#### Work instruction
Lines holding the string "else" in the listing below are to be copied.

#### Task data
PR #1695, opened 2022-02-02
feat: Backend support for nested columns

kristenarmes:

### Summary of Changes

This PR adds backend support for nested columns by introducing a new TypeMetadata base class, along with Map/Array/Struct/Scalar subclasses (with opportunity to add more as needed). Columns will have an empty `TypeMetadata` by default and Amundsen will not require it for the time being. To eliminate breaking changes, setting TypeMetadata is done via the `ComplexTypeTransformer`. With time this logic can easily be integrated into extractors themselves.

The TypeMetadata classes are intended to be general and reusable. Syntax-specific parsers will need to be added per-database for converting type strings into structured objects. In this PR we have implemented a Hive parse that uses `pyparsing`.

After this we'll work on the APIs and then the frontend.

### Tests

Added test cases in `test_table_metadata.py`, `test_type_metadata.py`, `test_complex_type_transformer.py`, `test_hive_complex_type_parser.py`

### Documentation

Added details about the `ComplexTypeTransformer` in `databuilder/README.md`

### CheckList


databuilder/databuilder/models/type_metadata.py
```diff
@@ -0,0 +1,306 @@
...
+            key=self._get_node_key(start_key),
+            label=TypeMetadata.TYPE_NODE_LABEL,
+            attributes={
+                TypeMetadata.TYPE_KIND: 'array',
+                TypeMetadata.TYPE_DATA_TYPE: self.data_type.__str__()
+            }
+        )
+        return node
+
+    def _get_relation(self,
```
dkunitsk, line 92: i generally like to inline these into `create_node_iterator`. The separate function isn't necessary.

databuilder/databuilder/models/type_metadata.py
```diff
@@ -0,0 +1,306 @@
...
+        if not self.is_terminal_type():
+            yield self._get_relation(self.start_label, self.start_key)
+            yield from self.value.create_relation_iterator()
+
+
+class StructItem():
+    def __init__(self,
+                 name: str,
+                 description: Union[str, None],
+                 data_type: Union[TypeMetadata, str]) -> None:
```
dkunitsk, line 193: in general i feel like Optional[TypeMetadata] is the right thing.

dkunitsk: but it's debatable

databuilder/databuilder/models/type_metadata.py
```diff
@@ -0,0 +1,306 @@
...
+            raise Exception('Required start node label cannot be None')
+        if not self.start_key:
+            raise Exception('Required start node key cannot be None')
+
+        if not self.is_terminal_type():
+            yield self._get_relation(self.start_label, self.start_key)
+            yield from self.value.create_relation_iterator()
+
+
+class StructItem():
```
dkunitsk, line 189: having the name ON TypeMetadata would eliminate the need for this. let's discuss.

dkunitsk (commented):
No major problems, looks great. A few tweaks I'd suggest, let's discuss IRL.

databuilder/databuilder/models/type_metadata.py
kristenarmes: fyi I got rid of StructItem and added the description to the base class as we discussed, but I didn't add the name or type there due to the different way they're represented in a couple places. I had started to add them but it felt like it didn't fully translate to all the subclasses, mostly in the struct class since it contains a dict of names to types rather than just one type. PTAL and we can discuss if you see a better way of making it more generic

databuilder/databuilder/models/type_metadata.py
```diff
@@ -0,0 +1,349 @@
...
+from typing import Any, Dict, Iterator, Optional
+
+from databuilder.models.graph_node import GraphNode
+from databuilder.models.graph_relationship import GraphRelationship
+from databuilder.models.graph_serializable import GraphSerializable
+from databuilder.models.table_metadata import DescriptionMetadata
+
+
+class TypeMetadata(abc.ABC, GraphSerializable):
+    TYPE_NODE_LABEL = 'Column_Subtype'
```
dkunitsk, line 14: nit: to refer to all of these you'll be doing TypeMetadata.FOO anyway, so remove `TYPE_` as a prefix

databuilder/databuilder/models/type_metadata.py
```diff
@@ -0,0 +1,349 @@
...
+    TYPE_RELATION_TYPE = 'COLUMN_SUBTYPE'
```
dkunitsk, line 15: maybe just SUBTYPE. Since TypeMetadatas can have other child TypeMetadatas, so COLUMN_SUBTYPE will not be true after level 1.

databuilder/databuilder/models/type_metadata.py
```diff
@@ -0,0 +1,349 @@
...
+    TYPE_DATA_TYPE = 'data_type'
+    TYPE_MAP_KEY = 'map_key'
+    TYPE_MAP_VALUE = 'map_value'
+    TYPE_SORT_ORDER = 'sort_order'
+
+    @abc.abstractmethod
+    def __init__(self,
+                 description: Optional[str] = None,
+                 start_label: Optional[str] = None,
+                 start_key: Optional[str] = None) -> None:
```
dkunitsk, line 29: so, not parent?

databuilder/databuilder/models/type_metadata.py
```diff
@@ -0,0 +1,349 @@
...
+                                                start_label,
+                                                start_key)
+        self.data_type = data_type
+
+        self.name = '__array_inner'
+        self.kind = 'array'
+
+    def __eq__(self, other: Any) -> bool:
+        if isinstance(other, ArrayTypeMetadata):
+            return (self.data_type.__eq__(other.data_type) and
```
dkunitsk, line 98: i think `self.data_type == other.data_type` will actually call self.data_type.__eq__ already

databuilder/databuilder/models/type_metadata.py
```diff
@@ -0,0 +1,349 @@
...
+                    return False
+            return (self.start_label == other.start_label and
+                    self.start_key == other.start_key)
+        return False
+
+    def __str__(self) -> str:
+        inner_string = ''
+        for name, data_type in self.struct_items.items():
+            inner_string += f"{name}:{data_type.__str__()},"
+        return f"{self.kind}<{inner_string[:-1]}>"
```
dkunitsk, line 297: this should be somehow configurable

databuilder/databuilder/models/type_metadata.py
kristenarmes: re: the parent in the base class, after further thought and trying things out I'm not sure that it is worth it to have for the same reason I mentioned in a previous comment about why I didn't put the name in the base class

1. children of structs wouldn't know which `name` to use from their parent bc they would all have the same parent obj with a dict including all of them, so the benefit of being able to get the key in the base class wouldn't be available
2. if we are setting the child `data_type.parent` with the parent obj after the recursive bottom up children are created, we'd still need to be passing the start_label/start_key through the inits so it doesn't remove the need for that

I've added the parser with the recursive logic in my latest changes, check out the new stuff and we can discuss further

databuilder/databuilder/models/description_metadata.py
```diff
@@ -0,0 +1,150 @@
+# Copyright Contributors to the Amundsen project.
```
kristenarmes, line 1: Separated `DescriptionMetadata` from `TableMetadata` due to circular import issues with `TypeMetadata`

databuilder/databuilder/models/table_metadata.py
```diff
@@ -27,19 +27,18 @@
...
 from databuilder.models.table_serializable import TableSerializable
+from databuilder.models.type_metadata import TypeMetadata
 from databuilder.serializers.atlas_serializer import (
     add_entity_relationship, get_entity_attrs, get_entity_relationships,
 )
 from databuilder.utils.atlas import AtlasRelationshipTypes, AtlasSerializedEntityOperation
 
-DESCRIPTION_NODE_LABEL_VAL = 'Description'
-DESCRIPTION_NODE_LABEL = DESCRIPTION_NODE_LABEL_VAL
-
```
dkunitsk, line 42: i think keep for bw compatibility

databuilder/databuilder/models/description_metadata.py
```diff
@@ -0,0 +1,150 @@
...
+    INVERSE_DESCRIPTION_RELATION_TYPE = 'DESCRIPTION_OF'
+
+    # The default editable source.
+    DEFAULT_SOURCE = "description"
+
+    def __init__(self,
+                 text: Optional[str],
+                 source: str = DEFAULT_SOURCE,
+                 description_key: Optional[str] = None,
+                 start_label: Optional[str] = None,  # Table, Column, Schema
```
dkunitsk, line 37: nit: or `TypeMetadata`, now.

databuilder/databuilder/models/description_metadata.py
```diff
@@ -0,0 +1,150 @@
...
+from databuilder.models.atlas_serializable import AtlasSerializable
+from databuilder.models.graph_node import GraphNode
+from databuilder.models.graph_relationship import GraphRelationship
+from databuilder.models.graph_serializable import GraphSerializable
+
+DESCRIPTION_NODE_LABEL_VAL = 'Description'
+DESCRIPTION_NODE_LABEL = DESCRIPTION_NODE_LABEL_VAL
+
+
+# TODO: this should inherit from ProgrammaticDescription in amundsen-common
```
dkunitsk, line 19: i think this is wrong/outdated at this point, can remove

databuilder/databuilder/transformer/complex_type_transformer.py
```diff
@@ -0,0 +1,42 @@
...
+class ComplexTypeTransformer(Transformer):
+    """
+    Transforms complex types for columns in a table.
+    Takes a TableMetadata object and iterates over the columns.
+    The configured parser takes each column's type and key and sets the
+    column's type_metadata field with the parsed results contained in a
+    TypeMetadata object.
+    """
+    def init(self, conf: ConfigTree) -> None:
+        parsing_function = conf.get_string(PARSING_FUNCTION)
```
dkunitsk, line 24: a check here to make sure `parsing_function` is the right type of function would be good

databuilder/databuilder/models/type_metadata.py
dkunitsk: base class:
```
def key(self):
  # key is always parent's key + own name
  parent_key = None
  if isinstance(self.parent, ColumnMetadata):
    parent_key = self.parent.get_column_key() # this doesn't exist atm
  else:
    parent_key = self.parent.key()
  return parent_key + '.' + self.name
```

dkunitsk: - let columns know their own key (maybe pass the table's key to each column metadata, for example)
- if an array has a child, that child's `name` will be a fake name, like `_inner_`. 
- `key()` can be implemented as above. Each node doesn't need to know it's own key, it only needs to know its own name and its parent and it can always get the key via logic above.

databuilder/databuilder/models/type_metadata.py
```diff
@@ -0,0 +1,390 @@
...
+            return f"{self.parent_key()}/type/{self.name}"
+        else:
+            return f"{self.parent_key()}/{self.name}"
+
+    def description_key(self) -> str:
+        if self.description:
+            description_id = self.description.get_description_id()
+            return f"{self.key()}/{description_id}"
+        else:
+            return ''
```
dkunitsk, line 84: None is better

databuilder/databuilder/models/type_metadata.py
```diff
@@ -0,0 +1,390 @@
...
+
+    def parent_key(self) -> str:
+        if isinstance(self.parent, ColumnMetadata):
+            column_key = self.parent.get_column_key()
+            return column_key if column_key else ''
```
dkunitsk, line 89: better to crash than return ''

databuilder/databuilder/models/type_metadata.py
```diff
@@ -0,0 +1,390 @@
...
+    def __repr__(self) -> str:
+        return f"TypeMetadata({self.type_str!r})"
+
+
+class ArrayTypeMetadata(TypeMetadata):
+    kind = 'array'
+
+    def __init__(self, *args: Any, **kwargs: Any) -> None:
+        super(ArrayTypeMetadata, self).__init__(*args, **kwargs)
+        self.data_type: Optional[TypeMetadata] = None
```
dkunitsk, line 108: nit: for clarity, how about `array_inner_type`. 

btw: To make mypy happy, I recommend throwing in assertions later so you don't have to deal with None cases.

databuilder/databuilder/models/type_metadata.py
```diff
@@ -0,0 +1,390 @@
...
+        return False
+
+    def is_terminal_type(self) -> bool:
+        return isinstance(self.data_type, ScalarTypeMetadata)
+
+    def create_node_iterator(self) -> Iterator[GraphNode]:
+        if not self.parent_key():
+            raise Exception('Required parent node key cannot be None')
+        if not self.data_type:
+            raise Exception('Must set inner data type')
```
dkunitsk, line 127:
```suggestion
        assert self.array_inner_type, f"Array inner type must be set for {self.name}"
```

databuilder/databuilder/models/type_metadata.py
```diff
@@ -0,0 +1,390 @@
...
+
+        node_attributes: Dict[str, Union[str, None, int]] = {
+            TypeMetadata.KIND: self.kind,
+            TypeMetadata.NAME: self.name,
+            TypeMetadata.DATA_TYPE: self.data_type.type_str
```
dkunitsk, line 132: shouldn't this be the entire thing, not just the inner thing?

databuilder/databuilder/models/type_metadata.py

#### Exercise response
  else:
+        else:
+        else:
+            return column_key if column_key else ''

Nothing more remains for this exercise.